Marcel Horn says the Jetta R GT should be able to reach 60 mph from a dead stop in less than four seconds. Aided by 4MOTION traction and rapid-fire shifts from the DSG gearbox, it is a singular experience. The best analogy would be that of a Touring Car with the most world's nicest cockpit.

VW Passat R GT
What if VW wanted to build an M5 beater? What if VW wanted to embarrass Audi and its RS6? They couldn't do much better than offer us the Passat R GT, which elevates the concept of a VW Q-ship to its ultimate expression. With its 575-bhp twin-turbocharged powerplant, 4MOTION drivetrain and DSG gearbox, Passat R GT would undoubtedly command top status on the autobahn, but its exquisitely formed bodywork would also draw admiring looks in the world's toniest neighborhoods.

Based on a European-spec 2006 Passat with 3.2-liter V6 FSI, DSG and 4MOTION, it now sports a twin-turbocharged 3.2-liter, non-FSI V6 and modified DSG gearbox. Cloaked with new front and rear bumper fascias, side rocker panels and a rear spoiler, again drawn and developed at VW's Southern California design studio, it was painted candy white and adorned with contrasting "ghost" graphics. The Passat R GT has a "sneaky fast" elegance, punctuated by the large front intakes and dual quad exhaust pipes that form the major cues to its supercar level of performance.

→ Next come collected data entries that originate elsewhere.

Issue #2789, opened 2023-06-15
Tooltips don't work as expected on compound widgets


davep:
This stems from someone [reporting on Discord that tooltips don't seem to work on `ProgressBar`](https://discord.com/channels/1026214085173461072/1033754296224841768/1118918219823063213). Turns out they're right and it doesn't work for reasons that make sense, but I think we should allow for.

Consider this code:

```python
from textual.app     import App, ComposeResult
from textual.widgets import ProgressBar

class ProgressTipApp( App[ None ] ):

    def compose( self ) -> ComposeResult:
        yield ProgressBar( 100 )

    def on_mount( self ) -> None:
        self.query_one( ProgressBar ).tooltip = "Hello from the Progress bar!"

if __name__ == "__main__":
    ProgressTipApp().run()
```

When run, no matter what part of the `ProgressBar` you hover over, you don't see the tooltip. People would, of course, expect that you do. The problem stems from the fact that the thing with the tooltip is the container, but the visible widget is really all of the component parts, none of which have a tooltip.

To get the desired effect a developer would have to do something like this:

```python
from textual.app     import App, ComposeResult
from textual.widgets import ProgressBar

class ProgressTipApp( App[ None ] ):

    def compose( self ) -> ComposeResult:
        yield ProgressBar( 100 )

    def on_mount( self ) -> None:
        for part in self.query_one( ProgressBar ).query( "*" ):
            part.tooltip = "Hello from the Progress bar!"

if __name__ == "__main__":
    ProgressTipApp().run()
```

Perhaps the tooltip system should, if the widget under the cursor has no tooltip, check for one in its ancestors in the DOM?

PR #2790, opened 2023-06-15
Inherited tooltips

davep:
If a widget's tooltip is checked for, and it doesn't have one, one will be looked for within its ancestors. This allows for the setting of tooltips on compound widgets and solves #2789.

### DIFF
--- a/CHANGELOG.md
+++ b/CHANGELOG.md
@@ -22,6 +22,7 @@ and this project adheres to [Semantic Versioning](http://semver.org/).
 - Fixed issue where internal data of `OptionList` could be invalid for short window after `clear_options` https://github.com/Textualize/textual/pull/2754
 - Fixed `Tooltip` causing a `query_one` on a lone `Static` to fail https://github.com/Textualize/textual/issues/2723
 - Nested widgets wouldn't lose focus when parent is disabled https://github.com/Textualize/textual/issues/2772
+- Tooltips now work with compound widgets https://github.com/Textualize/textual/issues/2789
 
 ### Changed
 
--- a/src/textual/widget.py
+++ b/src/textual/widget.py
@@ -447,6 +447,8 @@ class Widget(DOMNode):
     @property
     def tooltip(self) -> RenderableType | None:
         """Tooltip for the widget, or `None` for no tooltip."""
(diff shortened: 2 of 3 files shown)


1j01:
`child.tooltip = None; child.tooltip != None` seems unintuitive to me.
Wouldn't it be better handled outside of the getter, where the tooltip code tests whether widgets have tooltips?

davep:
> `child.tooltip = None; child.tooltip != None` seems unintuitive to me.

I don't recognise the code you're quoting there, so I'm struggling to follow the question.

willmcgugan:
I think @1j01 is pointing out that the property may return a different value from the getter, than was set via the setter.

To avoid this, we could do the DOM inheritance logic outside of the property.

davep:
> I think @1j01 is pointing out that the property may return a different value from the getter, than was set via the setter.

But this is what we want here: setting a widget's tooltip to `None` would mean "inherit if possible or failing that don't have a tooltip". It would seem odd to have to repeat the logic of finding an appropriate tip, in multiple places, if tooltips were used for multiple purposes.

If we don't want that, that's fair enough: but what I've suggested here would be in keeping with what I'd expect from a DOM-based tooltip property; in my own app's code I'd expect to be able to ask a widget what its tooltip is and have it provide the value that would appear on the screen; without personally having to repeat that or call some other method.

1j01:
Sorry, I should've been clearer. I was trying to be too pithy.

I think the behavior of looking up ancestor elements that have a tooltip set within the property getter would be surprising, and it doesn't match e.g. the DOM in web browsers.
Imagine trying to write a function to toggle a tooltip:
```py
def toggle_tooltip(widget) -> None:
  widget.tooltip = widget.css_identifier_styled if widget.tooltip is None else None

toggle_tooltip(parent) # should work
toggle_tooltip(parent) # should work
toggle_tooltip(child) # should work
toggle_tooltip(child) # should work
toggle_tooltip(parent) # should work
toggle_tooltip(child) # would fail
```

If the parent's tooltip is set, toggling the child will fail, right?
(I will try to build a demo app to show this properly.)

davep:
Eh. Don't go to that trouble. I'm happy to nuke this approach if folk don't see the utility or elegance of the approach. More than happy to defer to something else.

Issue #2781, opened 2023-06-14
`Markdown`: Sections missing in the rendering


nkh:
50% of this file is missing in the rendering https://github.com/nkh/ftl/blob/main/config/ftl/man/ftl.md, all the other renderes I use renders the missing sections, the link above also shows a rendering.

davep:
Thanks; given that this really comes down to how the Textual `Markdown` widget sees the file you point to, I've moved the issue to here.

nkh:
There is no MD handling on my side, I just run: "frogmouth file-name" on my command line, and 50% is not rendered.

I've given the same input to 4 different renderers and it's the same input I give to pandoc to generate a man page.

nkh:
here's a minimum markdown that doesn't work:


## General *ftl* Commands

        «?»             Show this man page

nkh:
'''
## General *ftl* Commands

        «?»             Show this man page 
'''

nkh:
## General *ftl* Commands
    
            «?»             Show this man page

davep:
Nice job! Thanks. As minimal examples go it doesn't get better than that! 👍

davep:
Thanks for diving in and checking this @TomJGooding, very helpful (good recollection of the other issue too). Looking like `Markdown` does need a bit more love soon (there's a couple or so Frogmouth issues that would benefit from `Markdown` being extended).

willmcgugan:
Going to put this on the ToDo for next week.

Issue #2676, opened 2023-05-28
`Markdown` widget: Code blocks in lists are incorrectly ordered, sometimes don't appear


jamescooke:
## Current behaviour

Very similar to this old issue in Rich: https://github.com/Textualize/rich/issues/1036

When we use the same content (a list with a code block):

```sh
cat > order.md
```

```md
This is a test.

1. first item
2. second item

       code block

Normal text
```

And then render it with Frogmouth:

```sh
frogmouth order.md
```

Then the code block does not appear:

![Screenshot from 2023-05-28 16-34-15](https://github.com/Textualize/frogmouth/assets/781059/8f664ba9-2607-47b8-8c3f-1940da95d03b)

If we tweak the code block to use triple backticks, then the block appears, but out of order:

```sh
cat > order2.md
```

```md
This is a test.

1. first item
2. second item

   ``
   code block
   ``

Normal text
```

> Please forgive my use of a double backtick above - I wasn't able to get a triple backtick to render in a code block in this markdown issue body 😬 . I've attached the file for confirmation: [order2.md](https://github.com/Textualize/frogmouth/files/11584996/order2.md)

```sh
frogmouth order2.md
```

![Screenshot from 2023-05-28 16-36-40](https://github.com/Textualize/frogmouth/assets/781059/969241ca-d0ce-40d6-902a-e350b9e3c286)

## Expected behaviour

Render code block as part of the second item consistently.

Rich appears to render both markdown excerpts OK (and they appear the same). Tested with `rich==13.3.5`
![Screenshot from 2023-05-28 18-50-20](https://github.com/Textualize/frogmouth/assets/781059/b616c5e4-e964-4412-9abd-f0785ec4982b)

davep:
Given `Markdown` is based on `markdown-it`, the first thing to do here is be sure how it handles things. Looks like it renders this as expected:

![Screenshot 2023-05-28 at 20 55 32](https://github.com/Textualize/textual/assets/28237/cca94d19-260a-4fd5-beb7-26d8dc895805)

As such, at first glance, this would appear to be a bug in `Markdown`.

jamescooke:
Thanks for moving the issue from Frogmouth @davep 

I've confirmed the behaviour is in the Textual `Markdown` widget as follows:

* Used the `markdown.py` example file [from the docs](https://textual.textualize.io/widgets/markdown/#__tabbed_1_2)
[...]

Issue #2380, opened 2023-04-26
List items in a `Markdown` can receive focus


davep:
It's possible that there are other items within `Markdown` for which this is true, and when I get a moment to test this more I'll update this issue if this is the case, but right now a `Markdown` that is showing markdown text that has ordered or unordered lists within it will have the focus chain work through each of the list items.

This can be seen by running this code and pressing <kbd>Tab</kbd> often:

```python
from textual.app        import App, ComposeResult
from textual.containers import VerticalScroll
from textual.widgets    import Header, Footer, Markdown

MARKDOWN = """\
# Header

## Sub Header

- List
- List
- List
- List
- List
- List

1. Another List
1. Another List
1. Another List
1. Another List
1. Another List
1. Another List
"""

class MarkdownFocusApp( App[ None ] ):

    CSS = """
    *:focus {
        border: double red;
    }
    """

    def compose( self ) -> ComposeResult:
        yield Header()
        with VerticalScroll():
            yield Markdown(MARKDOWN)
        yield Footer()

if __name__ == "__main__":
    MarkdownFocusApp().run()
```

PR #2803, opened 2023-06-19
`Markdown` improvements

davep:
A small selection of `Markdown` QoL changes and fixes, including:

1. Adds an `unhandled_token` method, which in `Markdown` itself is a no-op (giving the effect of what happened before this was added), but also lets anyone inherit from `Markdown` and handle other MarkdownIT tokens -- possibly those added via extensions that aren't included in core Textual. This is also useful for testing purposes too as the method can be overridden to raise an error rather than ignore unknown tokens.
2. Exports `MarkdownBlock` from `textual.widgets.markdown`; pretty necessary for anyone wanting to use the above[^1].
3. Starts some `Markdown`-specific unit testing. Just the basics for now, but this at least provides some baseline tests and also a framework for further testing.
4. Adds a fix for #2781 (code blocks not appearing; not to be confused with fenced blocks).
5. By extension adds a fix for half of #2676.
6. Adds a fix for the main half of #2676 -- ensuring that code blocks in lists are rendered inline.
7. Adds a fix for #2380 

[^1]: I am thinking it might be a good idea to export all the major Markdown widgets in this way.

### DIFF
--- a/src/textual/widgets/_markdown.py
+++ b/src/textual/widgets/_markdown.py
@@ -654,7 +654,6 @@ class Markdown(Widget):
         Returns:
             Either a widget to be added to the output, or `None`.
         """
-        del token
         return None
 
     def update(self, markdown: str) -> None:
--- a/src/textual/widgets/_markdown.py
+++ b/src/textual/widgets/_markdown.py
@@ -790,7 +790,7 @@ class Markdown(Widget):
                             style_stack.pop()
 
                 stack[-1].set_content(content)
-            elif token.type == "fence":
+            elif token.type in ("fence", "code_block"):
                 output.append(
                     MarkdownFence(
                         self,
--- a/src/textual/widgets/_markdown.py
+++ b/src/textual/widgets/_markdown.py
@@ -801,7 +801,7 @@ class Markdown(Widget):
             else:
                 external = self.unhandled_token(token)
                 if external is not None:
-                    output.append(external)
+                    (stack[-1]._blocks if stack else output).append(external)
 
         self.post_message(Markdown.TableOfContentsUpdated(self, table_of_contents))
         with self.app.batch_update():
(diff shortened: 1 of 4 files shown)


src/textual/widgets/_markdown.py
```diff
@@ -644,6 +645,18 @@ async def load(self, path: Path) -> bool:
...
+    def unhandled_token(self, token: Token) -> MarkdownBlock | None:
+        """Process an unhandled token.
+
+        Args:
+            token: The token to handle.
+
+        Returns:
+            Either a widget to be added to the output, or `None`.
+        """
+        del token
```
willmcgugan, line 657: Why the `del` here? Pretty sure it won't do anything since there will be a reference in the caller.

davep: Just silence linters about the unused parameter; fairly normal idiom for that. It keeps the name for the documentation but tells linters and the like that it's not mistakenly unused.

willmcgugan: Haven't see that one. I'm not keen on code which does something pointless to keep a linter happy. Is there another way to quell the error?

davep: It's the best one I've seen, similar to using `assert` to give a big hint for typing. The alternatives I'm aware of are just not paying attention to the linter, doing `_ = that_unused_argument`, or including linter-choice-specific pragma comments.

The Passat R GT sits on big 9x19-inch Avus forged aluminum modular wheels mounted with Michelin Pilot Sport2 radials, size 245/30-19. A KW Variant 3 coilover suspension was used for its more street-oriented adjustability, and the brakes are a Brembo street performance system comprised of 365x34mm discs with eight-piston monoblock calipers up front and 365x22mm discs at the rear.

Inside is a sporty ambience created by contrasts of black leather upholstery and white piano lacquer trim. The latest electronics and earth-shaking stereophonics are complemented by dual white Apple iPods situated within the center armrest and dual white Sony PSP units integrated in the seatbacks. It all looks very production-ready, and we'd love to see at the very least the body kit available along with the upcoming Passat 3.6L. Oh, and please add 4MOTION and DSG while you're at it. We suppose the 575 bhp is too much to ask for, but how about a turbo 3.6?

VW Touareg R GT
It's difficult to call the Touareg R GT the "mildest" of the three project cars, considering it has a 500-bhp, 3.2-liter, twin-turbocharged MPI V6 under the hood, but it's the only one of the three R GT projects not to have been fashioned a bespoke body for the SEMA Show. This 2005 Touareg still looks especially stylish, however, due to its factory-offered Volkswagen Individual body kit, 10x22-inch custom-built forged aluminum monoblock Avus wheels and 295/30-22 Michelin Diamaris radials.

The interior sports a VW Individual W12 package with front sport buckets and black leather upholstery with suede centers. Bugatti spun aluminum trim, dual black Apple iPods in the cupholders, and dual black Sony PSPs in the seatbacks give it a distinctive, retro-modern touch. Schroth quick-fit harnesses were also fitted for added security during high-speed autobahn runs or track sessions. Yes, track sessions. We'd love to get the Touareg R GT on the track against the Porsche Cayenne Turbo and Jeep Cherokee SRT. The R GT's KW Variant 3 coilovers and Brembo performance brakes certainly would be up to the challenge.

What will Project R GT mean after all the hoopla dies down? Do these vehicles represent empty dreams, or do they mark a turning point in Volkswagen's history? We are optimistic. The gulf between the factory's offerings and the desires of the American enthusiast may not have been bridged at this year's SEMA Show, but now at least we are speaking the same language to each other across that rapidly shrinking gap.

Finally, listen to the advice Derek Jenkins gave to an appreciative crowd. "Let VW know how you feel about these cars," he said. Scream loudly enough, he hinted, and bits of R GT will soon be showing up on the production line. So start screaming.